No one with chronic back pain should be receiving opiates to manage the problem, said Dr. Doug Richards, a sport and exercise medicine specialist with the University of Toronto’s faculty of kinesiology and physical education.
“No physician should ever prescribe opiates for back pain. That is terrible medicine,” said Richards, director of the MacIntosh Sport Medicine Clinic and the former team doctor for the Toronto Raptors.
“With the problems we’re seeing with opioid addiction and the negative effects we’re seeing with opiate abuse in our society, it — in my opinion — is unconscionable for physicians to prescribe opiates for chronic pain that is not related to a terminal illness.”
Canada is the world’s second-largest per capita user of prescription opioids, exceeded only by the United States, according to the latest numbers from the International Narcotics Control Board. Together, they account for 80 per cent of global opioid consumption.
Police in Jupiter, Fla., had to wake Woods when he was found asleep at the wheel of a damaged black Mercedes in the early hours of Monday morning, the engine running and right turn signal flashing. His speech was slow and slurred, though there was no alcohol in his system. Both right tires were flat.
Woods, 41, spent nearly four hours in a Palm Beach County jail on a charge of driving under the influence. The ensuing police mug shot dominated newspaper front pages Tuesday, marking another low point in the fall from grace of a man who ranks among the very greatest to ever play the game.
In a statement, Woods attributed the arrest to an “unexpected reaction” to prescription medicine, saying he takes “full responsibility” for his actions.
Last month, Woods — who has not competed since an aborted appearance at the Farmers Insurance Open in January — had fusion surgery on his lower back, his fourth back surgery since April 2014.

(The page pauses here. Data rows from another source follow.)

PR #126, opened 2021-08-04
Add exec_run implementation for containers

JacobCallahan:
This change adds a basic implementation of exec_run for containers
Environment variable conversions are handled from dict->list[str]
DetachKeys will need an actual argument option
detach, stream, socket, and demux arguments are currently not handled.

### DIFF
--- a/podman/domain/containers.py
+++ b/podman/domain/containers.py
@@ -2,6 +2,7 @@
 import io
 import json
 import logging
+import shlex
 from contextlib import suppress
 from typing import Any, Dict, Iterable, Iterator, List, Mapping, Optional, Sequence, Tuple, Union
 
@@ -133,7 +134,7 @@ class Container(PodmanResource):
         stdout: bool = True,
         stderr: bool = True,
         stdin: bool = False,
-        tty: bool = False,
+        tty: bool = True,
         privileged: bool = False,
         user=None,
         detach: bool = False,
@@ -165,16 +166,42 @@ class Container(PodmanResource):
             demux: Return stdout and stderr separately
 
         Returns:
-            TBD
+            First item is the command response code
+            Second item is the requests response content
 
         Raises:
             NotImplementedError: method not implemented.
             APIError: when service reports error
         """
-        if user is None:
-            user = "root"
-
-        raise NotImplementedError()
+        # pylint: disable-msg=too-many-locals
+        user = user or "root"
+        if isinstance(environment, dict):
+            environment = [f"{k}={v}" for k, v in environment.items()]
+        data = {
+            "AttachStderr": stderr,
+            "AttachStdin": stdin,
+            "AttachStdout": stdout,
+            "Cmd": cmd if isinstance(cmd, list) else shlex.split(cmd),
+            # "DetachKeys": detach,  # This is something else
+            "Env": environment,
+            "Privileged": privileged,
+            "Tty": tty,
+            "User": user,
+            "WorkingDir": workdir,
+        }
+        # create the exec instance
+        response = self.client.post(f"/containers/{self.name}/exec", data=json.dumps(data))
+        response.raise_for_status()
+        exec_id = response.json()['Id']
+        # start the exec instance, this will store command output
+        start_resp = self.client.post(
+            f"/exec/{exec_id}/start", data=json.dumps({"Detach": detach, "Tty": tty})
+        )
+        start_resp.raise_for_status()
+        # get and return exec information
+        response = self.client.get(f"/exec/{exec_id}/json")
+        response.raise_for_status()
+        return response.json().get('ExitCode'), start_resp.content
 
     def export(self, chunk_size: int = api.DEFAULT_CHUNK_SIZE) -> Iterator[bytes]:
         """Download container's filesystem contents as a tar archive.


JacobCallahan:
@jwhonce this is the version that is currently seeing the 500 ISE when used in my project.
Screenshot from 2021-08-03 16-29-41

podman/domain/containers.py
```diff
@@ -170,10 +170,24 @@ def exec_run(
...
+            "AttachStdout": stdout,
+            "Cmd": cmd if isinstance(cmd, list) else [cmd],
+            # "DetachKeys": detach,
+            "Env": environment,
+            "Privileged": privileged,
+            "Tty": tty,
+            "User": user,
+            "WorkingDir": workdir
+        }
+        response = self.client.post(f"/containers/{self.name}/exec", params=params)
```
jwhonce, line 188: @JacobCallahan Please review https://docs.podman.io/en/latest/_static/api.html#operation/ContainerExecLibpod, `name` is the only query parameter you may pass, all the other fields need to be passed as `data`.

JacobCallahan: addressed in current update

podman/domain/containers.py
```diff
@@ -170,10 +170,32 @@ def exec_run(
...
+            "Tty": tty,
+            "User": user,
+            "WorkingDir": workdir
+        }
+        # create the exec instance
+        response = self.client.post(f"/containers/{self.name}/exec", data=json.dumps(data))
+        response.raise_for_status()
+        exec_id = response.json()['Id']
+        # start the exec instance
+        response = self.client.post(f"/exec/{exec_id}/start", params={"Detach": detach, "Tty": tty})
```
jwhonce, line 193: @JacobCallahan Thanks for your work on this. https://docs.podman.io/en/latest/_static/api.html#operation/ExecStartLibpod shows instead of `params` you want to pass that dictionary as JSON using the `data` keyword.

JacobCallahan:
@jwhonce thanks again for the sage advice! 
Now there is a question of what to return from this method.
right now it is a dict of the exec instance info, but I think an actual object (preferably one that you can pull stdout/err/status) from would be best.

If the object route is the way to go, how would that be done? 

Screenshot from 2021-08-06 16-20-47

rhatdan:
@jwhonce @JacobCallahan what is going on with this PR?

JacobCallahan:
> @jwhonce @JacobCallahan what is going on with this PR?

Unfortunately, I've been dealing with much higher priorities since the last update. Hopefully I'll be able to revisit this soon.

One thing that would help with this would be if someone could point out an efficient way to get stdout/stderr from an exec instance container

rhatdan:
@JacobCallahan @jwhonce What should we do with this PR?

JacobCallahan:
@rhatdan @jwhonce I've revisited this today and have it to the point where it returns the original container object (not the exec container since that seems to be gone by the time the manager can get the object). I don't think this is a very useful return. An output-like object would be better, but I'm not sure how to create that. Any pointers would be appreciated.

JacobCallahan:
Alright, In the latest version, I have exec_run working with basic commands. However, since it uses entrypoint, it complicates bash-like commands being passed in. In the simple example below, the command executes correctly, the file is created, and we get the correct return code. However, we currently are unable to get any additional relevant information or output from commands.
```python
In [4]: ubi8.exec_run("touch test.txt")
{'CanRemove': True, 'ContainerID': 'a260ee5258383680de1189f603f3218a9609ddb664d68d390b5dad58481932af', 'DetachKeys': '', 'ExitCode': 0, 'ID': 'fd37335600af2af4c4f717723eda0fc80ba5767613c1b22b5e3480972179cfab', 'OpenStderr': True, 'OpenStdin': False, 'OpenStdout': True, 'Running': False, 'Pid': 0, 'ProcessConfig': {'arguments': ['test.txt'], 'entrypoint': 'touch', 'privileged': False, 'tty': True, 'user': 'root'}}
Out[4]: 0
```

msisj:
@JacobCallahan 
Actually you have almost working solution. It just need a quick tweaks :

1. [split() is a wrong method to use here](https://github.com/containers/podman-py/pull/126/files#diff-ab73663c44e617127ed59777b745050a4a6323370e57c5099a72ca192c7aeb5cR180). As this is exec is using (working similar) as the entrypoint, to allow more complex command you should use [shlex.split()](https://docs.python.org/3.6/library/shlex.html#shlex.split) . Then the complex commands works (one of those is shown in example below)
2. [rename response to something else to not lose it e.g. start_respose](https://github.com/containers/podman-py/pull/126/files#diff-ab73663c44e617127ed59777b745050a4a6323370e57c5099a72ca192c7aeb5cR193)
3. [return tuple start_response.text, response.json().get('ExitCode')](https://github.com/containers/podman-py/pull/126/files#diff-ab73663c44e617127ed59777b745050a4a6323370e57c5099a72ca192c7aeb5cR200) 
4. In example you'll see some ascii signs returned by Podman REST API. Either erase them in REST API or here to prevent further issues
5. Update method's documentation's Return section 

So it turns your the exec start is blocking whole REST and the end in text we have the output of command. I've tried it with longer commands (sleep for 90seconds and then print whatever and it worked)

Example : 
```
>>> container
<Container: 65246b3e7b>
>>> output, ec = container.exec_run('bash -c "sleep 15; cat /etc/resolv.conf"')
>>> output
'\x01\x00\x00\x00\x00\x00\x00+search dns.podman\nnameserver 192.168.194.1\n'
>>> ec
0
>>> output, ec = container.exec_run('wrong')
>>> output
'\x02\x00\x00\x00\x00\x00\x00¿Error: exec failed: container_linux.go:380: starting container process caused: exec: "wrong": executable file not found in $PATH: OCI runtime attempted to invoke a command that was not found\n'
>>> ec
127
```

Let me know what you think about it

JacobCallahan:
@msisj Thanks for the fantastic testing! I'm pretty swamped at the moment, but I will definitely check out and try your suggestions. Also, do you think it would be more useful to return the output and exit status in a single object or separate how it is now? I additionally need to consider demuxing the streams.

msisj:
@JacobCallahan 
Normally I'd say to stay as similar to docker-py (when it comes to the interface) as possible, but as I can see in docker-py there were only `exec_[create|inspect|resize|start]` methods which are available in podman REST API. There was no collective exec_run which did all of these functionalities at once. So that's a no go.

Returning an object is generally a good idea I suppose, but I'd try to ask any of the owners of this product what interface they want to have honestly.

If it comes to demuxing streams I'm wondering why do you need to consider this, is there a planned rework for Podman REST API in this area? 
As for current, fairly new version (4.0.0), I can see there is no way of getting them separate (honestly I'm not even sure if the stderr is shown now, haven't tested it). 

To be even more honest, documentation is rather lacking as the [exec start](https://docs.podman.io/en/latest/_static/api.html#operation/ExecStartLibpod) basically does not say that it returns any output.
What is worth noting is that to successfully and reliably get an output from start is to use `detach=False` as the documentation says.

msisj:
@JacobCallahan Are you planning to work on this draft? If you don't, I can take some of this code, tweak it and create PR  for it (basically I need this feature on master).

samarAvi:
@JacobCallahan @rhatdan Do we have any ETA on this feature? This feature is absolutely critical for our use-case.

JacobCallahan:
@msisj @samarAvi I'm still busy with other things, but I will try to revisit this today.

samarAvi:
@JacobCallahan Hope you got the chance you revisit this. Thanks in advance. Please share if you have any updates.

JacobCallahan:
@msisj i had a bit of time to play around with this a bit more today and try out your suggestions. However, I'm still not actually seeing the command output you're seeing. I am only getting back the Id for the exec_start instance.
Is there perhaps some other local change you made to include that command output?

```
In [4]: res = ch.exec_run('bash -c "sleep 15; cat /etc/resolv.conf"')

In [5]: res
Out[5]: 
('{"Id":"7d0d0a9219f6f932b7a85bfda7b64b3b011e33623f67e116401c9f47169ac446"}\n',
 0)
```

for reference, the meat of my local version of exec_run
```python
# create the exec instance
start_resp = self.client.post(f"/containers/{self.name}/exec", data=json.dumps(data))
start_resp.raise_for_status()
exec_id = start_resp.json()['Id']
# start the exec instance
response = self.client.post(f"/exec/{exec_id}/start", data=json.dumps(
    {"Detach": detach, "Tty": tty}
))
response.raise_for_status()
# get and return exec information
response = self.client.get(f"/exec/{exec_id}/json")
response.raise_for_status()
return start_resp.text, response.json().get('ExitCode')
```

msisj:
@JacobCallahan 
You are super close.
I think you've overlooked what I've written. In point 2, when you click it I've linked which line should have the `start_response`.
As the name states, this is response of `start` call rather than `exec`, that's weird but the output is saved to `/start` endpoint by podman REST API.
To be more precise : 
```
start_resp = self.client.post(f"/containers/{self.name}/exec", data=json.dumps(data))
start_resp.raise_for_status()
``` 
->
```
response = self.client.post(f"/containers/{self.name}/exec", data=json.dumps(data))
response .raise_for_status()
```

and
```
response = self.client.post(f"/exec/{exec_id}/start", data=json.dumps(
    {"Detach": detach, "Tty": tty}
))
response.raise_for_status()
``` 
->
```
start_resp = self.client.post(f"/exec/{exec_id}/start", data=json.dumps(
    {"Detach": detach, "Tty": tty}
))
start_resp.raise_for_status()
```

samarAvi:
Thanks @msisj , That helped. 
```
In [29]: r = cont.exec_run("ls", privileged = True, stdin = True, tty = True,stream= True)
In [31]: r[1].text
Out[31]: 'bin   core  etc   lib\t lib64\t media\topt   root  sbin  sys  usr\r\nboot  dev   home  lib32  libx32  mnt\tproc  run   srv   tmp  var\r\n'
```
@JacobCallahan  I'm still having issues with interactive-tty . Below code gets stuck since it's waiting for `stdin`. 
```
In [32]: r = cont.exec_run("ssh aviuser@10.102.66.74", privileged = True, stdin = True, tty = True, stream= True)

```
Process is getting started inside the container.
```
root@01a1aad29664:/# ps ax | grep ssh
     93 pts/4    Ss+    0:00 ssh aviuser@10.102.66.74
    102 pts/2    S+     0:00 grep --color=auto ssh
root@01a1aad29664:/#
```
Any hints?

samarAvi:
Thanks for amazing work so far @JacobCallahan. IMHO attach/attach_socket also needs to be implemented as part of this PR then, could you please take it up. @msisj what do you think?

msisj:
@samarAvi I don't have anything against the idea (if REST API supports this operation) as [this was apparently supported in docker-py](https://docker-py.readthedocs.io/en/stable/api.html#docker.api.exec_api.ExecApiMixin.exec_start), but for me it's a non-blocker as I'm not using this functionality right now

JacobCallahan:
@samarAvi I'm unable to commit the time to implement both of those. Also, that would be scope-creep for this PR, which I'd like to avoid.
If you, or anyone else following this PR, would like a potential hint on how to implement attach_socket, you may be able to steal the socket file descriptor from requests (when you make the attach call) to recreate an interactive socket.

samarAvi:
@JacobCallahan Thanks for the hint. Let me dig up a little on socket file descriptor in requests. I'll try to help in whichever way I can.

jwhonce:
@JacobCallahan I like where this is going. Thank you for your hard work on this.

docker-py returns a tuple (exit_code: Int, output: Union[generator, bytes, or tuple]) from https://docker-py.readthedocs.io/en/stable/containers.html I am comfortable with you implementing (int, bytes) and we can add other return types in the future.

JacobCallahan:
@jwhonce thanks. i've switched the return order so the return code is leading. However, I'm getting normal strings back from the API without any additional processing. In order to return bytes, I'd have to explicitly convert it (specifying an encode type like utf-8). If this is something you want, I can certainly add it.

```python
In [4]: res = ch.exec_run('hostname')

In [5]: res
Out[5]: (0, '1b122d3312b8\r\n')

In [6]: type(res[1])
Out[6]: str
```

enhaut:
@JacobCallahan  
`APIClient.post()` returns `Response` object, so instead of using property `.text`, try to use `.content` - https://requests.readthedocs.io/en/latest/user/quickstart/#binary-response-content in your `exec_run` implementation

jwhonce:
@JacobCallahan For compatibility, I agree with @enhaut you should change to .content from .text. I understand we're pushing the burden to convert to str on most developers, but should the output be binary those will need this type. From reading the documentation and walking code, I think this is it!

JacobCallahan:
@jwhonce @enhaut i've updated the PR to now return the content as requested. Hope this helps!

enhaut:
@JacobCallahan you need to remove the draft status

enhaut:
Whats going on with this PR? @rhatdan

rhatdan:
@enhaut Isn't failing a gating test?  @JacobCallahan Could you fix this to pass the test?

rhatdan:
/approve
@mwhahaha @jwhonce PTAL

jwhonce:
LGTM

He told police he had taken several prescriptions. The police affidavit listed four medications, including Vicodin.
“I didn’t realize the mix of medications had affected me so strongly,” Woods said in his statement.
Recovering from multiple operations is one thing. But chronic back trouble, especially when it’s the result of flawed technique, demands a different approach to treatment, Richards said.
“Injuries can be caused by errors of quantity — doing too much — but more injuries are caused by errors of quality, moving badly. And with back pain and the golfer, that is very much the case,” he said.
“What happens with most golfers is they may do the good exercises, but then they go out and they do the lousy movements too. If they don’t change their swing and they keep repeating an over-rotation of the spine, they keep hurting the injured segment.”
First and foremost, said Richards, players need to seek professional help for both their back problems and their golf swings. Treating chronic back pain then becomes a matter of light aerobic work and remedial core stabilization exercises, and slowly ramping up as things improve.
“Back pain,” he said, ”is best treated by physical activity.”
Richards cited what he calls the “rule of 10s” — don’t increase the amount of activity by more than 10 per cent or so every couple of weeks.
“Someone who’s accustomed to playing golf once a week can’t suddenly start playing six times a week and not expect to run into problems,” he said.
Staying away from the game, however, is often the hardest part.
Robazza, an enthusiastic golfer himself, knows a thing or two about the sport’s allure, especially for professional players who excelled at it in their youth and now find themselves struggling to contend with the realities of getting older.
“You want to go back to Tiger and the guys on tour, where that’s the case,” Robazza said.
“We can dream about our good rounds, but they’ve got whole careers where they were in that place, in that zone, that they’re trying to recapture.”